Menos destaque mereceram outras palavras da ministra, sobre a tramitação da emenda constitucional que prorroga a CPMF até 2011. Elas podem ser lidas como marco de uma (boa) mudança de mentalidade de membros da elite petista. A partir do momento em que, alçados ao primeiro escalão de governo, viram-se diante do imperativo de resolver questões concretas e prementes da economia e da sociedade brasileira, os melhores deles não puderam fugir à constatação de que, em relação aos problemas da vida real, os dogmas ideológicos pelos quais se guiaram no passado se revelavam mais do que um peso morto - uma receita segura para piorar o que precisa ser melhorado.
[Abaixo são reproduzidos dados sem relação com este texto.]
PR #10307, opened 2026-04-03
Invoke-DbaDbShrink - Add WAIT_AT_LOW_PRIORITY support

### LINKED ISSUE #10193: Add WAIT_AT_LOW_PRIORITY support to Invoke-DbaDbShrink
### Summarize Functionality

`Invoke-DbaDbShrink` calls `DBCC SHRINKFILE`. [As of SQL Server 2022](https://learn.microsoft.com/en-us/sql/t-sql/database-console-commands/dbcc-shrinkfile-transact-sql?view=sql-server-ver17#wait_at_low_priority), `WAIT_AT_LOW_PRIORITY` is supported by `DBCC SHRINKFILE`. We should give `Invoke-DbaDbShrink` this functionality. For the same reason that we provide `StatementTimeout` and the option to `Invoke-DbaDbShrink` in steps, `WAIT_AT_LOW_PRIORITY` is quite handy.

No

### Technical Details

This will be tricky for two reasons:

* We currently use [the SMO shrink method](https://learn.microsoft.com/en-us/dotnet/api/microsoft.sqlserver.management.smo.databasefile.shrink?view=sql-smo-172#microsoft-sqlserver-management-smo-databasefile-shrink(system-int32-microsoft-sqlserver-management-smo-shrinkmethod)), called as `$file.Shrink($shrinkSizeKB.Megabyte, $ShrinkMethod)`. We would need to re-write to use T-SQL.
* Nothing else in dbatools supports `WAIT_AT_LOW_PRIORITY`, so we would have to figure out how calling it from PowerShell should look. It effectively has three parameters: if it should be on or off, the max duration in minutes, and [what to abort](https://learn.microsoft.com/en-us/sql/t-sql/database-console-commands/dbcc-shrinkfile-transact-sql?view=sql-server-ver17#abort_after_wait---self--blockers-).

andreasjordan:
Adds WAIT_AT_LOW_PRIORITY support to Invoke-DbaDbShrink by replacing the SMO `$file.Shrink()` calls with direct DBCC SHRINKFILE T-SQL.

New parameters:
- `-WaitAtLowPriority` (switch)
- `-AbortAfterWait` (`Self` or `Blockers`, default Self) — no None option as DBCC SHRINKFILE does not support it

Requires SQL Server 2022+; a version guard via Stop-Function is included for older instances.

Closes #10193

### DIFF
--- a/public/Invoke-DbaDbShrink.ps1
+++ b/public/Invoke-DbaDbShrink.ps1
@@ -58,6 +58,16 @@ function Invoke-DbaDbShrink {
         Sets the command timeout in minutes for the shrink operation. Defaults to 0 (infinite timeout).
         Large database shrinks can take hours to complete, so the default allows operations to run without timing out.
 
+    .PARAMETER WaitAtLowPriority
+        Instructs DBCC SHRINKFILE to wait at low priority for schema modification locks, minimizing blocking of other sessions.
+        Requires SQL Server 2022 (version 16) or later. When a lock cannot be obtained, SQL Server will abort the operation
+        after approximately one minute and log error 49516. The AbortAfterWait parameter controls what is aborted.
+
+    .PARAMETER AbortAfterWait
+        Specifies what to abort when the WAIT_AT_LOW_PRIORITY wait period expires. Valid values are Self and Blockers.
+        Self aborts the shrink operation itself. Blockers kills the user sessions that block the lock acquisition.
+        Defaults to Self. Only applies when WaitAtLowPriority is specified.
+
     .PARAMETER LogsOnly
         Deprecated. Use FileType instead.
 
@@ -165,6 +175,11 @@ function Invoke-DbaDbShrink {
 
         Shrinks all databases coming from a pre-filtered list via Get-DbaDatabase
 
+    .EXAMPLE
+        PS C:\> Invoke-DbaDbShrink -SqlInstance sql2022 -Database AdventureWorks2014 -WaitAtLowPriority -AbortAfterWait Blockers
+
+        Shrinks AdventureWorks2014 using WAIT_AT_LOW_PRIORITY, killing blocking sessions if the wait expires. Requires SQL Server 2022+.
+
     #>
     [CmdletBinding(SupportsShouldProcess, ConfirmImpact = 'Low')]
     param (
@@ -183,6 +198,9 @@ function Invoke-DbaDbShrink {
         [string]$FileType = 'All',
         [int64]$StepSize,
         [int]$StatementTimeout = 0,
+        [switch]$WaitAtLowPriority,
+        [ValidateSet('Self', 'Blockers')]
+        [string]$AbortAfterWait = 'Self',
         [switch]$ExcludeIndexStats,
         [switch]$ExcludeUpdateUsage,
         [switch]$EnableException,
@@ -201,6 +219,11 @@ function Invoke-DbaDbShrink {
             $stepSizeKB = ([dbasize]($StepSize)).Kilobyte
         }
         $StatementTimeoutSeconds = $StatementTimeout * 60
+
+        $walp = ""
+        if ($WaitAtLowPriority) {
+            $walp = " WITH WAIT_AT_LOW_PRIORITY (ABORT_AFTER_WAIT = $($AbortAfterWait.ToUpper()))"
+        }
 
         $sql = 'SELECT
                   AVG(avg_fragmentation_in_percent) AS [avg_fragmentation_in_percent]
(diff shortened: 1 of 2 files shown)


ReeceGoding:
Haven't tested, but it looks to be pretty much what I expected. My only nitpicks are:

- I don't know if error 49516 is really the error that gets thrown. However, [the SQL documentation claims it](https://learn.microsoft.com/en-us/sql/t-sql/database-console-commands/dbcc-shrinkfile-transact-sql?view=sql-server-ver17#wait_at_low_priority) so I suppose we can blindly trust that. 
- The test doesn't test that WAIT_AT_LOW_PRIORITY is used. Locking a database and checking the relevant DMV for a `LCK_M_SCH_M_LOW_PRIORITY` lock should be pretty easy? My first stupid idea would be to target a database with `sp_addextendedproperty` while in a transaction. The same trick would also work for a filegroup.

andreasjordan:
@claude Test fail with:

```
Failed tests summary:
Path           : Invoke-DbaDbShrink/Verifying Database is shrunk/Shrinks with WaitAtLowPriority on SQL Server 2022+
Name           : It Shrinks with WaitAtLowPriority on SQL Server 2022+
Result         : Failed
Message        : StdOut:  @{ComputerName=appveyor-vm; InstanceName=SQL2022; SqlInstance=appveyor-vm\SQL2022; Database=dbatoolsci_shrinktest; Status=Dropped} | ErrorRecord: Exception calling "Query" with "1" argument(s): "An 
                 exception occurred while executing a Transact-SQL statement or batch.MODIFY FILE failed. Specified size is less than or equal to current size.
                 MODIFY FILE failed. Specified size is less than or equal to current size."
StackTrace     : 
RawErrorRecord : Exception calling "Query" with "1" argument(s): "An exception occurred while executing a Transact-SQL statement or batch.MODIFY FILE failed. Specified size is less than or equal to current size.
                 MODIFY FILE failed. Specified size is less than or equal to current size."
```

Also read the comment from Reece and try to implement his suggestion.

ReeceGoding:
Maybe my idea was bad? The locks from adding an extended property are
```xml
<Database name="model">
  <Locks>
	<Lock request_mode="S" request_status="GRANT" request_count="1" />
  </Locks>
  <Objects>
	<Object name="sysxprops" schema_name="sys">
	  <Locks>
		<Lock resource_type="KEY" index_name="clust" request_mode="X" request_status="GRANT" request_count="1" />
		<Lock resource_type="OBJECT" request_mode="IX" request_status="GRANT" request_count="1" />
	  </Locks>
	</Object>
  </Objects>
</Database>
```

ReeceGoding:
Wow. **All** of my ideas for testing this were bad. Look I what I just got from `sp_WhoIsActive`!

> dd hh:mm:ss.mss     : 00 00:00:03.924
> session_id          : 105
> sql_text            : `<?query --  DBCC SHRINKFILE (N'modeldev' , 51) WITH WAIT_AT_LOW_PRIORITY (ABORT_AFTER_WAIT = SELF);    --?>`
> login_name          : sa
> wait_info           : (3915ms)LCK_M_X
> CPU                 :                       4
> tempdb_allocations  :                   0
> tempdb_current      :                   0
> blocking_session_id : 104
> reads               :                 960
> writes              :                   0
> physical_reads      :                   0
> locks               : `<Database name="model"><Locks><Lock request_mode="S" request_status="GRANT" request_count="1" /></Locks><Objects><Object name="t" schema_name="dbo"><Locks><Lock resource_type="HOBT.BULK_OPERATION" 
>                       request_mode="IX" request_status="GRANT" request_count="1" /><Lock resource_type="OBJECT" request_mode="Sch-S" request_status="GRANT" request_count="2" /><Lock resource_type="OBJECT" request_mode="X" 
>                       request_status="CONVERT" request_count="1" /></Locks></Object></Objects></Database>`

Perhaps a better test is to either:

- Just grab the SQL text for whatever is running and see if `WAIT_AT_LOW_PRIORITY` is in those stings
- Tell it to abort itself, wait a minute while you have a really nasty lock, and then see if the query has errored.

Getting a lock nasty enough for my second idea has proven difficult. I suggest the first idea instead.

At this point, I can't even prove to myself that Microsoft's implementation of `WAIT_AT_LOW_PRIORITY` works.

andreasjordan:
@claude can you help?

ReeceGoding:
I'm very surprised. I've thrown an unplanned few hours at it and I have not been able to produce a demo showing `DBCC SHRINKFILE [...] WITH WAIT_AT_LOW_PRIORITY` actually waiting at low priority. The documentation makes it sound like you need to get it to [move an IAM page](https://learn.microsoft.com/en-us/sql/t-sql/database-console-commands/dbcc-shrinkfile-transact-sql?view=sql-server-ver17#understand-concurrency-issues-with-dbcc-shrinkfile). I'm confident that I could make it happen by throwing the command at a real multi-terabyte database and waiting, but I would be very impressed if anyone can show a reproducible demo.

Regardless, I agree with the approach Claude has now taken. Assuming that the test passes, then I'm happy.

potatoqualitee:
👌🏼  thank you both!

Segundo uma versão, as palavras de Dilma foram: "Nós somos, nós teremos de ser um governo melhor do que a atual oposição foi. E a atual oposição tem que ser uma oposição melhor do que nós fomos." De acordo com outro relato, ela disse: "Nós, no passado, sem sombra de dúvida cometemos alguns equívocos. A antiga oposição é governo, e a atual oposição foi governo, e é isso que daqui para a frente levará a esse círculo virtuoso em que todos são responsáveis pela condução do Estado." Observarão os céticos que os petistas, principalmente os que habitam a Esplanada dos Ministérios e o Palácio do Planalto, só se lembram dos "alguns equívocos" que cometeram - as sistemáticas tentativas de desestabilizar a presidência Fernando Henrique - por deslavado oportunismo.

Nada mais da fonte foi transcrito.